Por outro lado, o artigo 110.º da mesma convenção dispõe que o direito de visita de verificação do pavilhão da embarcação estrangeira pode ser exercido em relação a um navio em relação ao qual exista motivo razoável para suspeitar que o “navio não tem nacionalidade”. O conceito de navio sem nacionalidade materializa-se numa de três situações: a) o navio não arvora qualquer pavilhão nem tem qualquer registo, ou o que reclama é inválido; b) o navio exibe sinais exteriores de possuir nacionalidade (pavilhão), mas questionado o Estado em causa, a nacionalidade é refutada; c) nos termos do n.º 2 do artigo 29.º da CNUDM, o navio navega sob a bandeira de dois ou mais Estados, utilizando-as segundo as suas conveniências.

Sem prejuízo da notificação aos Estados da nacionalidade dos suspeitos detidos, a interpretação comum é a de que um navio sem nacionalidade pode ser apresado por qualquer Estado e não goza de proteção de ninguém.

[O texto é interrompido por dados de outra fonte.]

PR #323, opened 2022-07-06
Feature/qname response size

### LINKED ISSUE #313: Add Top QNAMES by Response Size, Query/Reply size ratio metrics
This ticket is to add a new Top metric for QNAMES by Response Size, using the size of the DNS packet as the weight in the frequent items sketch.

In addition, add a new histogram metric for tracking the ratio between DNS Queries and Replies, which we can track in the DNS transaction code.

The goal is to be able to monitor for amplification attacks.

leoparente:


src/handlers/dns/DnsStreamHandler.h
```diff
@@ -53,6 +53,7 @@ class DnsMetricsBucket final : public visor::AbstractMetricsBucket
 
     Quantile<uint64_t> _dnsXactFromTimeUs;
     Quantile<uint64_t> _dnsXactToTimeUs;
+    Quantile<uint64_t> _dnsXactRatio;
```
weyrick: let's make a double (or float?)

src/handlers/dns/DnsStreamHandler.h
```diff
@@ -127,6 +130,7 @@ class DnsMetricsBucket final : public visor::AbstractMetricsBucket
         , _dns_topQname3("dns", "qname", {"top_qname3"}, "Top QNAMES, aggregated at a depth of three labels")
         , _dns_topNX("dns", "qname", {"top_nxdomain"}, "Top QNAMES with result code NXDOMAIN")
         , _dns_topREFUSED("dns", "qname", {"top_refused"}, "Top QNAMES with result code REFUSED")
+        , _dns_topSizedQnameResp("dns", "qname", {"top_qname_by_response"}, "Top QNAMES by response size")
```
weyrick: i think we need `top_qname_by_response_size` ... possibly `top_qname_by_resp_size` if we don't have another precedent?

src/handlers/dns/DnsStreamHandler.h
```diff
@@ -119,6 +121,7 @@ class DnsMetricsBucket final : public visor::AbstractMetricsBucket
     DnsMetricsBucket()
         : _dnsXactFromTimeUs("dns", {"xact", "out", "quantiles_us"}, "Quantiles of transaction timing (query/reply pairs) when host is client, in microseconds")
         , _dnsXactToTimeUs("dns", {"xact", "in", "quantiles_us"}, "Quantiles of transaction timing (query/reply pairs) when host is server, in microseconds")
+        , _dnsXactRatio("dns", {"xact", "ratio", "quantiles_percent"}, "Quantiles of transaction ratio (query/reply pairs) in percentage")
```
weyrick: i guess just `quantiles` once we switch

weyrick (changes requested):

src/handlers/dns/DnsStreamHandler.h
leoparente: ok, what about `_dns_topSizedQnameResp`? is it a good name?

src/handlers/dns/DnsStreamHandler.h
leoparente: done

src/handlers/dns/DnsStreamHandler.h
leoparente: made it double. done

src/handlers/dns/DnsStreamHandler.h
weyrick: yeah it's ok, the internal name i don't care as much about since it's not a public interface, we can always refactor it later

leoparente: cool

leoparente:
@weyrick `top_qname_by_resp_size` should be **full dns qname** or **qname2**

I did for full qname, like NoDATA and SRVFAIL

weyrick (approved):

Ou seja, qualquer Estado pode estender a sua jurisdição a um navio sem nacionalidade, mas esta intenção deve estar desejavelmente expressa no direito interno ou, se não, pelo menos assimilada a prática das autoridades com poderes de ação no mar e dos tribunais. No caso do tráfico de droga, o exercício da jurisdição sobre navios sem nacionalidade está facilitado pela Convenção das Nações Unidas contra o Tráfico Ilícito de Estupefacientes e Substâncias Psicotrópicas, assinada em Viena em 1988 (aprovada pela Resolução da Assembleia da República n.º 21/91, de 6 de setembro) e a prática seguida pelos Estados.

A importância desta convenção está patenteada no facto de congregar 191 partes, entre elas a União Europeia, ou seja, quase todos os Estados do Mundo. Esta convenção desenvolve o princípio da cooperação estabelecido no artigo 108.º, n.º 1 da CNUDM e tem o importante efeito de atenuar as consequências negativas da omissão do tráfico de droga no artigo 110.º da CNUDM, relativamente ao direito de visita em alto mar, bem como da exclusividade de jurisdição do Estado da bandeira. A este respeito são fundamentais o artigo 17.º sobre o tráfico ilícito por mar e o artigo 4.º sobre o âmbito da jurisdição penal.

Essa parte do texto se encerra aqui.